You should also conduct a site walk-through; to check progress on some common potential violations of HIPAA:
- Check placement and operation of fax machines.
- Secure areas for patient privacy.
- Soundproof areas for discussion.
- Make sure chart identification is secure in hallways.
- Check placement of areas for telephone conversation.
- Make your staff thoroughly aware of confidentiality and privacy policies.1
One final comment: Doctors who think they do not have to comply with HIPAA because they do not file electronically, or have fewer than 10 employees, are deluding themselves into a false sense of complacency. Eventually, Medicare, Medicaid and private insurance companies will mandate that all payment processes require electronic transmission for reimbursement, or participation in the program will be denied.
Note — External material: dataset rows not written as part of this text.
Issue #355, opened 2015-02-10
Consider getting rid of CancelationToken parameter on SignInManager methods


divega:
Top level objects in Identity such as SignInManager depend on an HttpContext which already carries a CancelationToken. Unless there are other valid sources of cancelation than the cancelation of the request, it should be ok to remove the additional CancelationToken parameters in the async methods and use the CancelationToken from the HttpContext instead. 

Currently the identity stores and manager classes do not depend on HttpContext so their methods still need the CancelationToken to be obtained and passed.

PR #356, opened 2015-02-10
Remove CancellationToken from Manager APIs

HaoK:
Only the Stores continue to take CancellationToken, but they are no longer optional 

Fixes https://github.com/aspnet/Identity/issues/355

cc @divega @suhasj


suhasj:
I thought we were removing the cancellation token from SigninManager only ? Isnt that the case ?

HaoK:
Our managers are scoped anyways, so it seems safe to just have them depend on HttpContextAccessor in the ctor as well, @divega thoughts?

divega:
@HaoK @suhasj Adding the HttpContextAccessor dependency seems fine. It was my thought was well when I realized that only SignInManager had it. A couple of points:

1. I believe the removal of CancellationToken from methods of some of the interfaces adds an implicit assumption that the implementaiton of the interface will have access to the CancelationToken from the HttpContext. This might be ok. I just want us to think it through.

2. @yishaigalatzer mentioned that there were potentially multiple sources of cancellation. If you haven't already, could you follow up and make sure that listening to the CancellationToken in HttpContext is enough?

Otherwise it looks :shipit: to me.

HaoK:
@divega All of the interface implementations can be activated from DI, and as such they can all use HttpContextAccessor to get access to the cancellation token if they desire (we don't do this today, but custom implementations could if they want)

divega:
> we don't do this today
@HaoK is there anything inherently cancellable that we are missing? BTW, I noticed that you left the CancellationToken in place for the messaging API, which seems the best choice.

HaoK:
I'm not really sure, to be honest, we never got around to writing any tests that were exercising the cancellation tokens anyways...  So I'm glad we got rid of them for that reason alone :)

divega:
Ok. I took a look at some of the interfaces, e.g. validation. If none of the default implementations of the interfaces use databases or need to potentially make calls over the network, I think it is fine to remove the CancelationToken from the methods. As you said, customer implementations can get the IHttpContextAccessor if needed. 

What about the second concern? Can you follow up with @yishaigalatzer?

HaoK:
Sure I'll can follow up with Yishai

Eventually, every provider or facility will be required to comply with HIPAA in one fashion or another. It is best to be proactive and make plans now to incorporate all the elements of compliance into your current office procedures. The questions and concerns regarding HIPAA remain confusing; some mandatory compliance issues are clear; and others will be tested in various court rulings and HHS regulatory bulletins.
The most important thing for doctors of chiropractic to be aware of is that HIPAA is very real, relevant and required for all health care providers to comply with and incorporate into their practice procedures. To do anything less would be a mistake.
Reference
- PracticeMakers Products. The Form & Sample Letter Book. The Foundation for Chiropractic Education and Research, Norwalk, Iowa.